PR #2574, opened 2021-02-01
Add GetObject to the health checks for an s3 source

### LINKED ISSUE #2586: Adding GetObject healthcheck for s3 sources
### Description

We want to add an extra health check for s3 sources which answers the question: 
Can Panther read an object on the user's bucket? 
Equivalently, has the user set up permissions properly so that the log processing role can read objects on the user's bucket?

However, this is not as simple as originally thought. There is an open [PR](#2574), but some issues came out during testing.
Because there are multiple permission mechanisms applying on AWS S3 (IAM policies, bucket policies, object ACLs), implementing this check is not as simple as "do a `GetObject` request and expect either an `AccessDenied` or a `Success` response". 
For the same reason, checking for only the role's permissions does not mean that Panther can read the log files on the user's bucket. While Object ACLs may not be commonly used for log files, the user may have set up bucket policies, which this check doesn't account for.

Some potential implementations are described below.

#### Impl 1: Based on `ListObjects` + `GetObject` request
**tl;dr:** Perform a `ListObjects` request and then perform a `GetObject` request for any of the keys in the bucket. If the response is not a success response, fail the health check.
This needs an extra permission to the log processing role (`ListBucket`). 

Why not just make a `GetObject` request for a random non-existent key (eg `panther-health-check`)?
AWS S3 always returns `AccessDenied` for a missing key if the user doesn't have the `s3.ListBucket` permission too.
But adding this permission doesn't solve our issue.

Below is a table that shows the responses for an **`s3.GetObject` request** for a missing and an existing key, given the permissions of the user making the request and the absence of any bucket policies or object ACLs.

Note: `ListBucket` is the name of the permission needed to perform the `ListObjects` operation.

| Perms  | Missing Key | Existing Key
| ------------- | ------------- | ------------- |
| GetObject  | AccessDenied | Success  |
| ListBucket + GetObject  | NoSuchKey  | Success |
| ListBucket  | NoSuchKey  | AccessDenied  |

The table shows that if the request is made for a missing key and the user has the `ListBucket` permission, there is no way to decide whether they also have the `GetObject` permission (because the response for rows 2 and 3 is the same).
However, making a request for an existing key has a success response only if the user has both the ListBucket, GetObject permissions.

#### Impl 2: Explicitly request the permissions (policies) of the log processing role
This should be a more reliable solution, as the log processing role should be able to read all of its policies and permissions.
Panther can then explicitly search inside the policies for the `GetObject` permission it needs.

For this to work, the log processing role should have at least these extra permissions: 
- `iam:ListRolePolicies`
- `iam:GetRolePolicy`
- `iam:ListAttachedRolePolicies`

This solution will require more development time. 
Because we can only request details for 1 policy at a time from the AWS API, if the role has many policies attached, it may slow down the health check which will lead to slowing down the list-sources page.

giorgosp:
## Background

This check was missing and is required. Even if the other checks (AssumeRole, GetBucketLocation, DescribeKmsKey) pass, `GetObject` could still fail if the permissions are not correctly set up.

## Changes

- Add a check for `s3.GetObject`

## Testing
- unit
- manual e2e with cross-account s3 source

Closes #2586

### DIFF
--- a/deployments/auxiliary/cloudformation/panther-log-analysis-iam.yml
+++ b/deployments/auxiliary/cloudformation/panther-log-analysis-iam.yml
@@ -113,13 +113,9 @@ Resources:
             Version: 2012-10-17
             Statement:
               - Effect: Allow
-                Action: s3:GetBucketLocation
-                Resource: !Sub
-                  - arn:${AWS::Partition}:s3:::${Bucket}
-                  # prettier-ignore
-                  - Bucket: !If [IsGenerated, !FindInMap [PantherParameters, S3Bucket, Value], !Ref S3Bucket]
-              - Effect: Allow
-                Action: s3:ListBucket
+                Action:
+                  - s3:GetBucketLocation
+                  - s3:ListBucket
                 Resource: !Sub
                   - arn:${AWS::Partition}:s3:::${Bucket}
                   # prettier-ignore
--- a/deployments/auxiliary/cloudformation/panther-log-analysis-iam.yml
+++ b/deployments/auxiliary/cloudformation/panther-log-analysis-iam.yml
@@ -117,11 +117,17 @@ Resources:
                 Resource: !Sub
                   - arn:${AWS::Partition}:s3:::${Bucket}
                   # prettier-ignore
-                  - Bucket: !If [ IsGenerated, !FindInMap [ PantherParameters, S3Bucket, Value ], !Ref S3Bucket ]
+                  - Bucket: !If [IsGenerated, !FindInMap [PantherParameters, S3Bucket, Value], !Ref S3Bucket]
+              - Effect: Allow
+                Action: s3:ListBucket
+                Resource: !Sub
+                  - arn:${AWS::Partition}:s3:::${Bucket}
+                  # prettier-ignore
+                  - Bucket: !If [IsGenerated, !FindInMap [PantherParameters, S3Bucket, Value], !Ref S3Bucket]
               - Effect: Allow
                 Action: s3:GetObject
                 Resource: !Sub
-                  - 'arn:${AWS::Partition}:s3:::${Bucket}/*'
+                  - arn:${AWS::Partition}:s3:::${Bucket}/*
                   # prettier-ignore
                   - Bucket: !If [ IsGenerated, !FindInMap [ PantherParameters, S3Bucket, Value ], !Ref S3Bucket ]
               - !If
@@ -171,6 +177,6 @@ Resources:
           - Effect: Allow
             Action: [s3:GetBucketNotification, s3:PutBucketNotification]
             Resource: !Sub
-              - 'arn:aws:s3:::${Bucket}'
+              - 'arn:${AWS::Partition}:s3:::${Bucket}'
               # prettier-ignore
               - Bucket: !If [ IsGenerated, !FindInMap [ PantherParameters, S3Bucket, Value ], !Ref S3Bucket ]
--- a/internal/core/source_api/api/check_integration.go
+++ b/internal/core/source_api/api/check_integration.go
@@ -19,12 +19,11 @@ package api
  */
 
 import (
-	"errors"
 	"fmt"
 
+	"github.com/Masterminds/semver/v3"
 	"github.com/aws/aws-sdk-go/aws"
 	"github.com/aws/aws-sdk-go/aws/arn"
-	"github.com/aws/aws-sdk-go/aws/awserr"
 	"github.com/aws/aws-sdk-go/aws/credentials"
 	"github.com/aws/aws-sdk-go/aws/credentials/stscreds"
 	"github.com/aws/aws-sdk-go/aws/endpoints"
@@ -33,6 +32,7 @@ import (
 	"github.com/aws/aws-sdk-go/service/s3/s3iface"
 	"github.com/aws/aws-sdk-go/service/sqs"
 	"github.com/aws/aws-sdk-go/service/sts"
+	"github.com/pkg/errors"
 	"go.uber.org/zap"
 
 	"github.com/panther-labs/panther/api/lambda/source/models"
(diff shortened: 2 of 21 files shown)


internal/core/source_api/api/check_integration.go
```diff
@@ -222,6 +255,11 @@ func (api *API) evaluateIntegration(integration *models.CheckIntegrationInput) (
 		if !status.KMSKeyStatus.Healthy {
 			return status.KMSKeyStatus.Message, false, nil
 		}
+
+		if !status.S3GetObject.Healthy {
+			return status.KMSKeyStatus.Message, false, nil
```
kostaspap, line 260: This doesn't seem right.

internal/core/source_api/api/check_integration_test.go
```diff
@@ -0,0 +1,91 @@
...
+
+type mockS3Client struct {
+	mock.Mock
+	s3iface.S3API
+}
+
+func (m *mockS3Client) GetObject(input *s3.GetObjectInput) (*s3.GetObjectOutput, error) {
+	args := m.Called(input)
+	return args.Get(0).(*s3.GetObjectOutput), args.Error(1)
+}
```
kostaspap, line 42: `testutils` have an S3 mock client defined, you should use that one.

internal/core/source_api/api/check_integration.go
```diff
@@ -90,12 +93,42 @@ func (api *API) checkAwsS3Integration(input *models.CheckIntegrationInput) *mode
...
+			Region:      bucketRegion,
+		})
+		out.S3GetObject = checkGetObject(s3Client, input.S3Bucket, input.AWSAccountID)
 	}
 	return out
 }
 
+func checkGetObject(s3Client s3iface.S3API, bucket, owner string) models.SourceIntegrationItemStatus {
+	// Check the error for a non-existent key. If the error is s3.ErrCodeNoSuchKey, we are good.
+	randomKey := "panther-check-" + uuid.New().String()
```
kostaspap, line 110: This can just be a constant e.g. `panther-health-check`. It would make unit tests much easier to write as well.

internal/core/source_api/api/check_integration_test.go
```diff
@@ -0,0 +1,91 @@
...
+
+type mockAWSError string
+
+func (e mockAWSError) Error() string   { return string(e) }
+func (e mockAWSError) Code() string    { return string(e) }
+func (e mockAWSError) Message() string { panic("implement me") }
+func (e mockAWSError) OrigErr() error  { panic("implement me") }
+
+var _ awserr.Error = (*mockAWSError)(nil)
```
kostaspap, line 51: Do we need a mock for that? In case of error, it seems we could just use the original AWS structs?

internal/core/source_api/api/check_integration_test.go
```diff
@@ -0,0 +1,91 @@
...
+
+func Test_CheckGetObject(t *testing.T) {
+	argMatcher := func(i *s3.GetObjectInput) bool {
+		return *i.Bucket == "bucket-name" &&
+			*i.ExpectedBucketOwner == "bucket-owner" &&
+			strings.HasPrefix(*i.Key, "panther-check")
+	}
```
kostaspap, line 58: That's really nice, I was not aware of the arg matchers! They could be used to simplify quite few of our unit tests.

kostaspap (commented):
Nice one! Could you add more details about the steps you did as part of your manual tests? Could you add also responses from the API in those checks?

giorgosp:
> Nice one! Could you add more details about the steps you did as part of your manual tests? Could you add also responses from the API in those checks?

Updated the description. Also doing E2E now, an issue you mentioned in the comments will surface as well.

internal/core/source_api/api/check_integration.go
giorgosp: updated

internal/core/source_api/api/check_integration_test.go
giorgosp: I tried `s3.Error` but doesn't implement `error`. Perhaps if I dig more into the aws-sdk I can find something but I will skip it for now.

giorgosp:
Actually s3 returns NoSuchKey only if the user/role has `s3.ListBucket` permissions. So we could either add this permission to the log processing role or abandon this PR for now

internal/core/source_api/api/check_integration.go
```diff
@@ -90,12 +93,60 @@ func (api *API) checkAwsS3Integration(input *models.CheckIntegrationInput) *mode
...
+	// missing keys.
+	_, err := s3Client.ListObjects(&s3.ListObjectsInput{
+		Bucket:              &bucket,
+		ExpectedBucketOwner: &owner,
+		MaxKeys:             aws.Int64(1),
+	})
+	if err != nil {
+		msg := "Error returned from s3.ListBucket request."
+		if awsErr, ok := err.(awserr.Error); ok && awsErr.Code() == "AccessDenied" {
+			msg = "We couldn't perform the s3.GetObject check because the IAM role doesn't have the s3.ListBucket permission."
```
giorgosp, line 120: I thought it would be better to show this error rather than hiding the healthcheck. Hiding it can potentially hide problems for new sources too. 

This is how it looks like
Screenshot 2021-02-02 at 11 49 52

kostaspap: Ok, so this means that for all existing customers, the S3 log sources will appear `UNHEALTHY` until they deploy the new templates? There is no way to make that backwards compatible, so that the UI displays the source as `HEALTHY` if the user has deployed an old template? @mattthetraveler @jacknagz are we ok with this behavior?

kostaspap:
> ## Background
> This check was missing and is required. Even if the other checks (AssumeRole, GetBucketLocation, DescribeKmsKey) pass, `GetObject` could still fail if the permissions are not correctly set up.
> 
> ## Changes
> * Add a check for `s3.GetObject`
> 
> ## Testing
> * manual: calling the `s3.GetObject` operation (in order to confirm AWS expected responses). Eg:
>   
>   * Example using the bucket's owner as user
>   
>   ```
>   AWS_REGION=eu-west-1 aws-vault exec dev-giorgosp-admin -- aws s3api get-object --bucket <redacted> --key panther-health-check /dev/null
>   
>   An error occurred (NoSuchKey) when calling the GetObject operation: The specified key does not exist.
>   ```
>   
>   
>   
>   * Example with other user
>     ```
>     AWS_REGION=eu-west-1 aws-vault exec dev-kostas-admin -- aws s3api get-object --bucket <redacted> --key panther-health-check /dev/null
>     
>     An error occurred (AccessDenied) when calling the GetObject operation: Access Denied
>     ```
> * unit

Can you also test the feature E2E? 
1. Deploy Panther
2. Onboard a new source from S3. Check that the S3 source is healthy
3. Modify the deploy role. Verify that the source is unhealth

Also do the above steps for cross-account and cross-region onboardings.

internal/core/source_api/api/check_integration.go
giorgosp: > Ok, so this means that for all existing customers, the S3 log sources will appear UNHEALTHY until they deploy the new templates? 

Yes. 

>There is no way to make that backwards compatible, so that the UI displays the source as HEALTHY if the user has deployed an old template?

If the `s3.ListObject` permission is missing, we can't show it as HEALTHY because we cannot distinguish an old source from a bug or a user error.

Some other ideas would be:
- Only enable this check for sources created on Panther >= 1.16 (or >=1.15.3 perhaps)
- Engage the frontend team to show this error as a warning if the `s3.ListObject` permission is missing?
- Improve the error message. Perhaps point users to a new section in our docs so they can add `s3.ListObject` to the log processing role manually?

mattthetraveler: I like the idea of:

- Only enable this check for sources created on Panther >= 1.16 (or >=1.15.3 perhaps)

We can preempt customer success team (ie @horakj ) that customers upgrading to 1.16 or above will run into this error
- Improve the error message. Point users to a new section in our docs so they can add s3.ListObjects to the log processing role manually

We should provide as much context as possible around this. In addition to the "We count perform the s3.GetObject.." message, we should add the sentence "Learn more about this health check **here**". This should link them to an explanation of the health check in our s3 docs and how to deploy the log processing role.

giorgosp: If we enable this health check only for s3 sources created in Panther >= 1.16, then we don't need to explicitly inform on users - it will be part of the s3 onboarding flow.

We need, however, a way for users to enable this health check for pre-existing sources. For this one we will probably need a release note with a link to the docs on how to add the extra permission. Will take care of it.

giorgosp: >"Learn more about this health check here".

Btw having docs for every health check (and perhaps remediation steps) would be great but a much bigger effort that would extend the scope of this project a lot.

giorgosp: Updated the check to run only for sources created in Panther >= 1.16.

For pre-existing sources, unfortunately users have to:
- Add the `s3.ListBucket` permission to the existing log processing role of the source
- **Delete and recreate** the source.

Adding only the `s3.ListBucket` is not enough to enable the check. Because the absence of this permission may indicate **either**:
- source is created before Panther 1.16.x or
- source is created after Panther 1.16 but user didn't specify the correct permissions in the role

deployments/auxiliary/cloudformation/panther-log-analysis-iam.yml
```diff
@@ -100,23 +100,21 @@ Resources:
...
                 Action: s3:GetBucketLocation
                 Resource: !Sub
-                  - arn:${AWS::Partition}:s3:::${Bucket}
-                  - Bucket:
-                      !If [
-                        IsGenerated,
-                        !FindInMap [PantherParameters, S3Bucket, Value],
-                        !Ref S3Bucket,
-                      ]
+                  - 'arn:aws:s3:::${Bucket}'
```
austinbyers, line 103: Nit: don't need the quotes

deployments/auxiliary/cloudformation/panther-log-analysis-iam.yml
```diff
@@ -100,23 +100,21 @@ Resources:
...
+                  # prettier-ignore
+                  - Bucket: !If [IsGenerated, !FindInMap [PantherParameters, S3Bucket, Value], !Ref S3Bucket]
+              - Effect: Allow
+                Action: s3:ListBucket
+                Resource: !Sub
+                  - 'arn:aws:s3:::${Bucket}'
+                  # prettier-ignore
+                  - Bucket: !If [IsGenerated, !FindInMap [PantherParameters, S3Bucket, Value], !Ref S3Bucket]
```
austinbyers, line 111: Instead of a separate statement, this can be combined with the `s3:GetBucketLocation` permission above:

```yml
- Effect: Allow
  Action:
    - s3:GetBucketLocation
    - s3:ListBucket
  Resource: !Sub ....
```

internal/core/source_api/api/utils.go
```diff
@@ -123,3 +127,22 @@ func itemToIntegration(item *ddb.Integration) *models.SourceIntegration {
...
+				smallestPrefix = strs[j]
+			}
+		}
+		uniques[smallestPrefix] = struct{}{}
+	}
+	for k := range uniques {
+		reduced = append(reduced, k)
+	}
+	return
+}
```
austinbyers, line 148: Is it common to have multiple prefixes in a source that overlap? If so, what happens if we didn't do this de-duplication? I'm wondering if it's a bit of over-engineering

In any case, if we keep it, let's add unit tests for this function

austinbyers (approved):

kostaspap:
There seem to be a lot of conflicts with `master` @giorgosp can you take a look?

deployments/auxiliary/cloudformation/panther-log-analysis-iam.yml
giorgosp: Good call, updated

internal/core/source_api/api/utils.go
giorgosp: There are some occasions. We also don't disallow it, so we have to account for it anyway.

The function was copied from another PR, it is unit-tested there. You can find it on master now.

• _About this exercise_: Find the string "exec" in the material above, and report every line where it occurs.

• _Response for this exercise_:
>   AWS_REGION=eu-west-1 aws-vault exec dev-giorgosp-admin -- aws s3api get-object --bucket <redacted> --key panther-health-check /dev/null
>     AWS_REGION=eu-west-1 aws-vault exec dev-kostas-admin -- aws s3api get-object --bucket <redacted> --key panther-health-check /dev/null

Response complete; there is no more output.